======== Provided records

PR #694, opened 2026-07-12
refactor(metering): deliver ClickHouse usage through PostgreSQL outbox

laotoutou:
## Summary

- keep ClickHouse as the long-term metering truth and sole query/export backend
- capture stable ClickHouse operations in a short-lived PostgreSQL transactional outbox
- project the oldest transaction batch from manager with exact-payload retries
- move manager and storage projection state to compact PostgreSQL producer-state tables
- bootstrap active producer state from ClickHouse during upgrade without copying historical events or windows
- make manager, storage-proxy, and netd defer ClickHouse reconnection after the one-time bootstrap

## Why

The ClickHouse repository exposed `InTx` and `*Tx` methods but ignored the supplied PostgreSQL transaction. That made storage resource mutations and metering writes look atomic when they were not. A partial ClickHouse failure could commit only part of a logical batch. Manager status-only early returns also assumed the preceding projection succeeded, and netd retries recomputed the window end, producing a different logical window after a partial failure.

## Design

PostgreSQL stores only:

- pending/delivered projection operations, retained briefly for retry and dedupe
- current manager sandbox projection state
- current storage projection state and fractional byte-hour remainder
- a one-time ClickHouse state-bootstrap marker

It does not store a second historical usage ledger. Event/window history, export cursors, watermarks, and quota query projections remain in ClickHouse.

Operations captured by one PostgreSQL transaction share a batch ID. Manager claims the globally oldest pending batch, applies operations in sequence, and advances a watermark only after every older operation succeeds. ClickHouse `ReplacingMergeTree` IDs/versions make exact retries idempotent. A failed batch retries forever with bounded exponential backoff.

Expected normal visibility is about 2 seconds for lifecycle/storage mutations, the netd report interval plus projector polling (10s + ~2s by default), and up to one minute plus polling for periodic storage byte-hour windows.

## Validation

- real PostgreSQL transaction commit/rollback and stable batch retry tests
- legacy metering migration version 5 to version 6 upgrade test
- active ClickHouse projection-state bootstrap test, including stale-state protection
- manager early-return retry regression test
- netd stable failed-window/residual-window regression test
- projector partial failure and exact-payload replay tests
- race suites: manager, netd, storage-proxy, infra-operator, and `pkg/...`
- `go vet` on changed packages
- manager, storage-proxy, and netd binary builds

Remote kind validation will run while CI is active, including ClickHouse outage, PostgreSQL backlog inspection, recovery drain, and export verification.

### DIFF
--- a/README.md
+++ b/README.md
@@ -184,7 +184,7 @@ Sandbox0 separates region-scoped control-plane services from cluster-scoped data
 | Control plane | Optional `regional-gateway`, optional `scheduler` | Tenant/API key management, cluster selection, internal routing, template distribution |
 | Data plane | `cluster-gateway`, `manager`, `ctld`, optional `storage-proxy`, optional `netd` | Sandbox lifecycle, rootfs checkpoints, process/file APIs, volume storage, network enforcement |
 | In-pod runtime | `procd` | PID 1 inside each sandbox pod, process abstraction, file I/O, volume mount operations |
-| Storage | PostgreSQL plus S3-compatible object storage | Metadata, usage truth, events, rootfs/volume data |
+| Storage | PostgreSQL, ClickHouse, and S3-compatible object storage | Transactional metadata and metering delivery, long-term usage truth, rootfs/volume data |
 
 Self-hosting is operator-first:
 
--- a/docs/self-hosted/configuration/page.mdx
+++ b/docs/self-hosted/configuration/page.mdx
@@ -72,7 +72,9 @@ Schedulers consume the manager cluster summary fields `claim_start_limit`, `clai
 
 ## Metering Boundary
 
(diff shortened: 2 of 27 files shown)


laotoutou:
Remote kind validation completed on the persistent Aliyun ECS environment for `58656f24`:

- Deployed full mode with metering and builtin ClickHouse; `Sandbox0Infra` reached `Ready 11/11`.
- Claimed and deleted real sandboxes. ClickHouse received one idempotent `sandbox.claimed`, one `sandbox.terminated`, the final runtime window, and the terminal sandbox projection state.
- Paused the operator, scaled ClickHouse to zero, and observed real netd/storage producer operations accumulating in PostgreSQL. The oldest row retried with `connection refused`; later rows stayed at zero attempts, confirming strict oldest-batch gating.
- Restarted manager, storage-proxy, and both netd pods while ClickHouse was down. All became Ready in deferred-delivery mode and continued capturing usage in PostgreSQL.
- Restored ClickHouse. The failed head succeeded on its eighth attempt, all 36 pending operations drained in order, pending/oldest-age metrics returned to zero, and replay did not duplicate the claimed event.
- Generated actual sandbox HTTPS traffic after the netd restart. ClickHouse received non-zero 10-second egress/ingress byte windows through the PostgreSQL outbox.
- Restored the operator, removed temporary sandboxes/files, and rechecked `Ready 11/11`, a healthy default template pool, and zero pending outbox rows.

A final PostgreSQL 16 `go test -race` run also passed the outbox transaction, migration, bootstrap, and exact-retry integration tests.

PR #143, opened 2021-02-04
add challenge sum data

tyler-whitman:
Adds the new challenge sum endpoint data to @helium/http

The new api route is `hotspot/address/challenges/sum`

```
    const client = new Client()
    const list = await client.hotspot('address').challenges.sum.list({ minTime, maxTime, bucket })
    const challengeSums = await list.take()
```


packages/http/src/models/Sum.ts
```diff
@@ -21,30 +22,65 @@ function floatToBalance(floatValue: number): Balance<NetworkTokens> {
...
-  public max: Balance<NetworkTokens>
+  public min: number
 
-  public avg: Balance<NetworkTokens>
+  public balanceMin: Balance<NetworkTokens>
 
-  constructor(client: Client, rewards: HTTPSum) {
+  public median: number
+
+  public balanceMedian: Balance<NetworkTokens>
```
allenan, line 39: maybe rather than public members that get populated during the constructor, they could be getters that are only constructed if called?

```ts
get balanceTotal() {
  return floatToBalance(this.total)
}
```

allenan: by making it a `get` it's called the same way: `sum.balanceTotal` but it's just computed at the time it's called

packages/http/src/models/Sum.ts
```diff
@@ -21,30 +22,65 @@ function floatToBalance(floatValue: number): Balance<NetworkTokens> {
...
+
+  public balanceAvg: Balance<NetworkTokens>
+
+  public sum: number
+
+  public balanceSum: Balance<NetworkTokens>
+
+  public type: SumsType
+
+  constructor(client: Client, rewards: HTTPSum, type: SumsType) {
```
allenan, line 55: does `rewards` make sense here as a variable name?

packages/http/src/models/Sum.ts
tyler-whitman: How do those TS getters work? Because I think it defines it as a property on the object anyway? Or do you call them as a function?

tyler-whitman: Ah ok, let me update them

allenan: you don't have to call them as a function, they are called like properties, but I believe they're computed at the time they're called. So you wouldn't have to do `balanceTotal()` you could just call `.balanceTotal` but you wouldn't have to compute balances for things where it doesn't make sense, like witnesses

packages/http/src/models/Sum.ts
tyler-whitman: Good point, changed it to `data`

allenan (approved):

PR #146, opened 2021-02-21
currency locale formatting

tyler-whitman:


allenan (approved):
nice, been needing a showTicker = false option for awhile now :)

PR #156, opened 2021-04-08
Add hotspots.elected(block)

danielcolinjames:
Adds `client.hotspots.elected(block)` for hotspots elected at a given block height, and `client.hotspots.elected()` for currently elected hotspots

Seems to pass the tests:
```sh
  elected
    ✓ retrieves elected hotspots at a given block height (6 ms)
    ✓ retrieves currently elected hotspots (5 ms)
```

### DIFF
--- a/packages/http/src/resources/Hotspots.ts
+++ b/packages/http/src/resources/Hotspots.ts
@@ -60,4 +60,13 @@ export default class Hotspots {
     } = await this.client.get(url)
     return new Hotspot(this.client, hotspot)
   }
+  async elected(block: number): Promise<Hotspot[]> {
+    const url = `/elected/${block}`
+    const response = await this.client.get(url)
+    const {
+      data: { data: hotspots },
+    } = response
+    const data = hotspots.map((h: HTTPHotspotObject) => new Hotspot(this.client, h))
+    return data
+  }
 }
--- a/packages/http/src/resources/Hotspots.ts
+++ b/packages/http/src/resources/Hotspots.ts
@@ -60,8 +60,9 @@ export default class Hotspots {
     } = await this.client.get(url)
     return new Hotspot(this.client, hotspot)
   }
-  async elected(block: number): Promise<Hotspot[]> {
-    const url = `/elected/${block}`
+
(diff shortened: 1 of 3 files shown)


packages/http/src/resources/Hotspots.ts
```diff
@@ -60,4 +60,14 @@ export default class Hotspots {
     } = await this.client.get(url)
     return new Hotspot(this.client, hotspot)
   }
+
+  async elected(block?: number): Promise<Hotspot[]> {
```
tyler-whitman, line 64: Does this us a cursor? Usually we follow the ResourceList pattern for array to support cursors in the API and @allenan asked me to do that even for non cursor APIs and then we can just send a MAX value. 

Should we update this one to use ResourceList as well @allenan

tyler-whitman (changes requested):

packages/http/src/resources/Hotspots.ts
danielcolinjames: ah okay yeah was considering that but wasn't sure if it made sense here or not

allenan: yeah if we return a list of resources, we should use the `ResourceList` class so that the iteration methods exposed are consistent

packages/http/src/resources/__tests__/Hotspots.spec.ts
```diff
@@ -172,6 +174,67 @@ describe('get', () => {
...
+        hotspotFixture({ name: 'current-consensus-hotspot-14' }),
+        hotspotFixture({ name: 'current-consensus-hotspot-15' }),
+        hotspotFixture({ name: 'current-consensus-hotspot-16' }),
+      ],
+    })
+
+  it('retrieves elected hotspots at a given block height', async () => {
+    const client = new Client()
+    const elected = await client.hotspots.elected(123456)
+    expect(elected[0].name).toBe('previous-consensus-hotspot-1')
```
allenan, line 226: might also want to test that for example `.take` works after adding ResourceList above

allenan (approved):

PR #157, opened 2021-04-12
Allow disabling retries

danielcolinjames:
This adds an Options object to the constructor of Client, so that when initializing the Client, you could specify to not retry failed fetches. And obviously more options could be added in the future.

I'm not sure how to test out this implementation, as all the tests I wrote were failing

### DIFF
--- a/packages/http/src/Client.ts
+++ b/packages/http/src/Client.ts
@@ -34,22 +34,29 @@ interface BlockFromHeightOrHashFn {
   (heightOrHash: number | string): Block
 }
 
+interface Options {
+  retry: number | false
+}
+
 export default class Client {
   public network!: Network
 
   private axios!: AxiosInstance
 
-  constructor(network: Network = Network.production) {
+  constructor(network: Network = Network.production, options: Options = { retry: 5 }) {
     this.network = network
     this.axios = axios.create({
       baseURL: this.network.endpoint,
     })
-    this.axios.defaults.raxConfig = {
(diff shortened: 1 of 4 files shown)


packages/http/src/resources/Hotspots.ts
```diff
@@ -60,4 +60,14 @@ export default class Hotspots {
     } = await this.client.get(url)
     return new Hotspot(this.client, hotspot)
   }
+
+  async elected(block?: number): Promise<ResourceList<Hotspot>> {
```
allenan, line 64: why is this present in this PR?

packages/http/src/Client.ts
```diff
@@ -34,22 +34,29 @@ interface BlockFromHeightOrHashFn {
...
+  constructor(network: Network = Network.production, options: Options = { retry: 5 }) {
     this.network = network
     this.axios = axios.create({
       baseURL: this.network.endpoint,
     })
-    this.axios.defaults.raxConfig = {
-      instance: this.axios,
-      retry: 5,
-      noResponseRetries: 5,
+    let { retry } = options
```
allenan, line 51: I might make `retry` a public property of the class, like `network`, that way in the tests you can test that it gets configured correctly

packages/http/src/resources/Hotspots.ts
danielcolinjames: woops, forked from the last branch I was working on instead of from master

PR #158, opened 2021-04-13
Allow disabling retry

danielcolinjames:
Making a new PR instead of #157 because that one had commits from another branch in it by accident.

Still need to figure out how to properly test multiple `nock` requests as I don't think it's working properly here.

From some googling, it sounds like maybe `nock` and `axios` [sometimes don't play nicely together](https://github.com/nock/nock/issues/699#issuecomment-255860434), but I'm not sure if that's what's happening here or not. I also found [this library](https://github.com/axios/moxios) which might be useful if that is indeed what's happening.

But despite difficulties with testing, I'm pretty sure the logic works.

### DIFF
--- a/packages/http/src/Client.ts
+++ b/packages/http/src/Client.ts
@@ -34,22 +34,29 @@ interface BlockFromHeightOrHashFn {
   (heightOrHash: number | string): Block
 }
 
+interface Options {
+  retry: number | false
+}
+
 export default class Client {
   public network!: Network
 
   private axios!: AxiosInstance
 
-  constructor(network: Network = Network.production) {
+  constructor(network: Network = Network.production, options: Options = { retry: 5 }) {
     this.network = network
     this.axios = axios.create({
       baseURL: this.network.endpoint,
     })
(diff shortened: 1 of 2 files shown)


packages/http/src/Client.ts
```diff
@@ -34,22 +34,29 @@ interface BlockFromHeightOrHashFn {
...
 }
 
+interface Options {
+  retry: number | false
+}
+
 export default class Client {
   public network!: Network
-
+  public retry!: number | false
```
tyler-whitman, line 43: I'm wondering if instead of false, we just keep it a number and you would pass 0 for no retries?

tyler-whitman (changes requested):

packages/http/src/Client.ts
danielcolinjames: yeah that's probably cleaner, I actually saw axios or another library had that same pattern somewhere, good call 👍

allenan (approved):

tyler-whitman (approved):

PR #159, opened 2021-04-13
Add ability to search hotspots by name

matthewcarlreetz:


packages/http/src/resources/Hotspots.ts
```diff
@@ -34,19 +35,22 @@ export default class Hotspots {
     params: ListParams = {},
   ): Promise<{ hotspots: HTTPHotspotObject[]; cursor?: string }> {
     let url = '/hotspots'
+    const clientParams:{cursor?:string, search?:string} = { cursor: params.cursor }
```
allenan, line 38: hm why does `clientParams` have `search` as an optional attribute, but doesn't populate it?

matthewcarlreetz: If it's present, it gets populated on line 51

packages/http/src/resources/__tests__/Hotspots.spec.ts
```diff
@@ -283,6 +283,23 @@ describe('listJson', () => {
...
+  nock('https://api.helium.io')
+    .get('/v1/hotspots/name')
+    .query({ search: 'chicken-burrito' })
+    .reply(200, {
+      data: [hotspotFixture({ name: 'chicken-burrito-guacamole' }), hotspotFixture({ name: 'chicken-burrito-salsa' })],
+    })
+
+  it('lists hotspots', async () => {
+    const client = new Client()
+    const list = await client.hotspots.list({ search: 'chicken-burrito' })
```
allenan, line 296: i'm just wondering if we want to overload the `list` function here, or maybe create a separate `search` function so the syntax would be like

```ts
client.hotspots.search({ name: 'chicken-burrito' })
```

I'm also ok with it as it is, just maybe something to consider

matthewcarlreetz: I like that idea. If that feels better to you, I will update it.

allenan: yeah I guess it might also help simplify the growing list function, if we separated out search. it seems a little complex right now, and maybe odd to need to separate out the cursor from the other params

matthewcarlreetz: cool. I'll change it.

packages/http/src/resources/Hotspots.ts
```diff
@@ -24,6 +24,16 @@ export default class Hotspots {
     return new Hotspot(this.client, { address })
   }
 
+  async search(term:string): Promise<ResourceList<Hotspot>> {
```
matthewcarlreetz, line 27: Is this more like what you were thinking @allenan?

allenan: this looks good yeah. definitely keeps the branching logic in the `fetchList` function simpler 👍

allenan (approved):

PR #161, opened 2021-04-14
assert v2 support in http

tyler-whitman:
Adds assert v2 support to @helium/http. Once https://github.com/helium/blockchain-http/issues/208 is done there will be a couple more changes to add.

### DIFF
--- a/packages/http/src/resources/__tests__/Transactions.spec.ts
+++ b/packages/http/src/resources/__tests__/Transactions.spec.ts
@@ -263,13 +263,16 @@ describe('list from hotspot', () => {
     expect(txn4 instanceof AssertLocationV2).toBeTruthy()
 
     expect((txn0 as AssertLocationV1).hash).toBe('fake-hash-1')
+    expect((txn0 as AssertLocationV1).data.hash).toBe('fake-hash-1')
     expect((txn1 as AddGatewayV1).hash).toBe('fake-hash-2')
+    expect((txn1 as AddGatewayV1).data.hash).toBe('fake-hash-2')
     expect((txn1 as AddGatewayV1).stakingFee.toDataCredits().toString()).toBe('1 DC')
     expect((txn2 as UnknownTransaction).time).toBe(1587299256)
     expect((txn3 as TokenBurnV1).fee.toDataCredits().toString()).toBe('35,000 DC')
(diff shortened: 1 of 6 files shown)


packages/http/src/resources/__tests__/Transactions.spec.ts
```diff
@@ -226,27 +227,52 @@ describe('list from hotspot', () => {
...
+    expect((txn0 as AssertLocationV1).data.hash).toBe('fake-hash-1')
     expect((txn1 as AddGatewayV1).hash).toBe('fake-hash-2')
+    expect((txn1 as AddGatewayV1).data.hash).toBe('fake-hash-2')
     expect((txn1 as AddGatewayV1).stakingFee.toDataCredits().toString()).toBe('1 DC')
     expect((txn2 as UnknownTransaction).time).toBe(1587299256)
     expect((txn3 as TokenBurnV1).fee.toDataCredits().toString()).toBe('35,000 DC')
+    expect((txn4 as AssertLocationV2).hash).toBe('fake-hash-4')
+    expect((txn4 as AssertLocationV2).gain).toBe(12)
+    expect((txn4 as AssertLocationV2).elevation).toBe(0)
+    expect((txn4 as AssertLocationV2).data.elevation).toBe(0)
```
danielcolinjames, line 275: I'm not sure what the difference is between `.data.elevation` and `.elevation` or why they're both present here (but I'm not saying there's anything wrong, I'm sure there's a reason—I'm just curious why there's both)

danielcolinjames (approved):
looks good, passes tests, and the tests seem alright to me!

packages/http/src/resources/__tests__/Transactions.spec.ts
tyler-whitman: If I remember correctly we added the data stuff for storing in the app state. We were having issues with storing entire classes that had the client in them so I think we added this raw data accessor. 

I had to add those checks to meet the coverage requirements, but it should always be the same value as accessing normally.

danielcolinjames: ahh nice, I see, that makes sense, thanks for explaining it!

allenan (approved):
easy enough!

PR #162, opened 2021-04-15
Add counts to stats.

matthewcarlreetz:


tyler-whitman (approved):
looks good

packages/http/src/resources/__tests__/Stats.spec.ts
```diff
@@ -52,3 +61,16 @@ describe('get stats', () => {
...
+
+describe('get counts', () => {
+  nock('https://api.helium.io').get('/v1/stats/counts').reply(200, {
+    data: countsFixture(),
+  })
+
+  it('retrieves network count stats', async () => {
+    const client = new Client()
+    const counts = await client.stats.counts()
+    expect(counts.blocks).toBe(805339)
```
danielcolinjames, line 73: might want to check `.consensusGroups` too, just to double check that the camelCasing is working because it's the only two-word field

danielcolinjames (approved):
left one small suggestion for another thing you could add to the test but looks good 👍

packages/http/src/resources/__tests__/Stats.spec.ts
allenan: added the `expect`, good shout

allenan (approved):

PR #165, opened 2021-04-21
add witness info to witness model

allenan:
I was hoping to just have the `Witness` model extend the `Hotspot` model, but ran into some issues with dependency cycles. So just duplicated the `Hotspot` model and added the witness-specific fields


tyler-whitman (approved):
Yeah would have been nice to extend, but this works. Looks good

PR #167, opened 2021-05-03
payment v2 memos

tyler-whitman:
Adds support for memos in payment v2 transactions.

The memo is passed around in Helium JS and the API as a base64 encoded string, but is represented as a byte long on the blockchain.

The flow will be:
1. User enters up to 8 bytes of text in the payment memo field
2. We encode that text from utf8 to base64 and send it to helium-js. Helium-js encodes the base 64 to a long representation fo the bytes.
3. The API sends us the base64 string and we can decode it back to utf8 to get the plain text.

### DIFF
--- a/integration_tests/yarn.lock
+++ b/integration_tests/yarn.lock
@@ -2,47 +2,29 @@
 # yarn lockfile v1
 
 
-"@helium/crypto@^3.7.0":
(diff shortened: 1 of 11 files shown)


allenan (approved):
looks good to me

PR #168, opened 2021-05-05
Add listenAddrs to hotspot status.

matthewcarlreetz:


packages/http/src/models/Hotspot.ts
```diff
@@ -25,7 +25,12 @@ export interface HTTPHotspotObject {
   block_added?: number
   geocode?: HTTPGeocodeObject
   address: string
-  status?: Status
```
danielcolinjames, line 28: should there be a different snake-cased-fields interface called HTTPStatusObject to match the way HTTPGeocodeObject is done? not a huge deal either way, and just trying to understand the code better (still getting up to speed with TypeScript and helium-js, so this comment is more for my own understanding)

danielcolinjames (approved):
looks good!

packages/http/src/models/Hotspot.ts
```diff
@@ -115,7 +121,12 @@ export default class Hotspot extends DataModel {
     this.lng = hotspot.lng
     this.lat = hotspot.lat
     this.block = hotspot.block
-    this.status = hotspot.status
+    this.status = {
+      gps: hotspot.status?.gps || '',
+      height: hotspot.status?.height || 0,
```
tyler-whitman, line 126: Does the API return 0 or null? Might be good to tell the difference between one that is undefined and one that is actually 0?

packages/http/src/models/Hotspot.ts
tyler-whitman: Or should we just update the type that is already there for Status?

matthewcarlreetz: The Status that was there is the camelCased status. For the HTTP object we need snake case. We could create an interface `HTTPStatusObject`, but seeing as though it is only used in this context I didn't. If we ever wanted to reuse it, then we definitely would want to create a separate interface.

packages/http/src/models/Hotspot.ts
matthewcarlreetz: I'm not certain, but I think in this scenario null and 0 have the same meaning (sync hasn't started)

packages/http/src/models/Hotspot.ts
tyler-whitman: Ah its only for the HTTP type, ok this is fine. Should we update that status object in the hotspot to include the new camel case parameters? I think its missing `listenAddrs` ?

tyler-whitman: Wait nevermind its there lol

tyler-whitman (approved):

packages/http/src/models/Hotspot.ts
```diff
@@ -60,6 +65,7 @@ interface Status {
   gps: string
   height: number
   online: string
+  listenAddrs: string[]
```
matthewcarlreetz, line 68: @tyler-whitman you mean this? ^

packages/http/src/models/Hotspot.ts
tyler-whitman: Yeah I think it should be ok

packages/http/src/models/Hotspot.ts
tyler-whitman: Haha yeah, missed it sorry.

allenan (approved):

Issue #131, opened 2017-03-07
head_object is broken


thehesiod:
it will not return the ETag, the issue is due to https://github.com/aio-libs/aiobotocore/pull/116.  botocore expect the ETag to be in the correct case.  We can't fix this until https://github.com/KeepSafe/aiohttp/issues/1570 is fixed. After that is fixed we can switch to raw_headers and use botocore's CaseInsensitiveDict

thehesiod:
@Fedorof @jettify I knew this was going to bite us =)

jettify:
what a pain, headers supposed to be case insensitive...

PR #132, opened 2017-03-07
fixes header case and brings in line with botocore

thehesiod:
this fixes https://github.com/aio-libs/aiobotocore/issues/131 by using the same case insensitive dict that botocore uses.


thehesiod:
I'm merging ignoring the delta coverage for endpoint.py since I just moved code.  This code is copied from botocore and we never had tests for them before.

PR #141, opened 2017-03-22
upgrade botocore dep

graingert:


graingert:
@jettify any reason this isn't a range?

thehesiod:
see https://github.com/aio-libs/aiobotocore/blob/master/BOTOCORE_README.rst

graingert:
@thehesiod ah major bummer.

graingert:
That basically leaves aiobotocore unusable with pip-compile

jettify:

================

Give back exactly the lines from the beginning of the records through the line containing "- move manager", and only those.

PR #694, opened 2026-07-12
refactor(metering): deliver ClickHouse usage through PostgreSQL outbox

laotoutou:
## Summary

- keep ClickHouse as the long-term metering truth and sole query/export backend
- capture stable ClickHouse operations in a short-lived PostgreSQL transactional outbox
- project the oldest transaction batch from manager with exact-payload retries
- move manager and storage projection state to compact PostgreSQL producer-state tables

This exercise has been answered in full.